Fig. 4.

EPYC1 forms a complex with Rubisco. (A) Anti-FLAG coimmunoprecipitation (co-IP) of WT cells expressing Venus-3×FLAG, EPYC1-Venus-3×FLAG, and RBCS1-Venus-3×FLAG. For each co-IP, the input, flow-through (FT), fourth wash (wash), 3×FLAG elution (FLAG Elu.), and boiling elution (Boil.
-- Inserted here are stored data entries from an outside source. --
PR #423, opened 2020-10-24
(POOLER-192) Use Rubocop 1.0

rooneyshuman:
Fixes errors resulting from using Rubocop's new stable version v1.0 and updates the gem.

### DIFF
--- a/lib/vmpooler/pool_manager.rb
+++ b/lib/vmpooler/pool_manager.rb
@@ -108,7 +108,7 @@ module Vmpooler
       $logger.log('d', "[!] [#{pool}] '#{vm}' no longer exists. Removing from pending.")
     end
 
-    def fail_pending_vm(vm, pool, timeout, redis, exists = true)
+    def fail_pending_vm(vm, pool, timeout, redis, exists: true)
       clone_stamp = redis.hget("vmpooler__vm__#{vm}", 'clone')
 
       time_since_clone = (Time.now - Time.parse(clone_stamp)) / 60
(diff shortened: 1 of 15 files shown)


lib/vmpooler/pool_manager.rb
```diff
@@ -867,16 +868,12 @@ def sleep_with_wakeup_events(loop_delay, wakeup_period = 5, options = {})
 
             if options[:clone_target_change]
               clone_target = redis.hget('vmpooler__config__clone_target}', options[:poolname])
-              if clone_target
-                break unless clone_target == initial_clone_target
-              end
+              break if clone_target && !clone_target == initial_clone_target
```
sbeaulie: unless clone_target is a Boolean, this is not the same. ! on a string returns false.
```suggestion
              break if clone_target && clone_target != initial_clone_target
```

sbeaulie (changes requested):

lib/vmpooler/providers/vsphere.rb
```diff
@@ -418,15 +416,15 @@ def set_network_device(datacenter_name, template_vm_network_device, network_name
           # Determine network device type
           # All possible device type options here: https://vdc-download.vmware.com/vmwb-repository/dcr-public/98d63b35-d822-47fe-a87a-ddefd469df06/2e3c7b58-f2bd-486e-8bb1-a75eb0640bee/doc/vim.vm.device.VirtualEthernetCard.html
           network_device =
-            if template_vm_network_device.is_a? RbVmomi::VIM::VirtualVmxnet2
```
sbeaulie, line 421: we need to check if there are subclasses that we also want to accept here? for example if `RbVmomi::VIM::VirtualE1000` has a subclass, `is_a?(RbVmomi::VIM::VirtualE1000)` would return `true` for the subclass too

lib/vmpooler/providers/vsphere.rb
```diff
@@ -49,9 +51,7 @@ def name
         end
 
         def folder_configured?(folder_title, base_folder, configured_folders, whitelist)
-          if whitelist
-            return true if whitelist.include?(folder_title)
-          end
+          return true if whitelist&.include?(folder_title)
```
sbeaulie, line 54: what kind of magic is that!

rooneyshuman: the safe navigation operator is probably the coolest thing I saw from this rubocop change

sbeaulie (approved):

lib/vmpooler/providers/vsphere.rb
rooneyshuman: Those network device classes don't have any subclasses. They are the exact class for the virtual network device objects

lib/vmpooler/providers/vsphere.rb
jcoconnor: That does look rather cool.

jcoconnor (approved):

Elu.) were probed with anti-FLAG, anti-Rubisco, or anti-EPYC1. Labels on the right show the expected sizes of proteins. (B) Analysis of the EPYC1 protein sequence showing that EPYC1 consists of four nearly identical repeats. (C) Each repeat has a highly disordered domain (light blue) and a less-disordered domain (dark blue) containing a predicted alpha-helix (thicker line) rich in charged residues. (D) Amino acid alignments of the four repeats. Asterisks indicate residues that are identical in all four repeats. (E and F) Two models illustrate how EPYC1 could bind the Rubisco holoenzyme in a manner compatible with the observed packing of Rubisco in the pyrenoid. (E) EPYC1 and Rubisco could form a codependent network. If each EPYC1 can bind four Rubisco holoenzymes, and each Rubisco holoenzyme can bind eight EPYC1s, eight EPYC1 proteins could connect each Rubisco to twelve neighboring Rubiscos. (F) EPYC1 could form a scaffold onto which Rubisco binds. Both arrangements could expand indefinitely in every direction. For clarity, the spacing between Rubisco holoenzymes was increased and EPYC1 is depicted in both yellow and blue.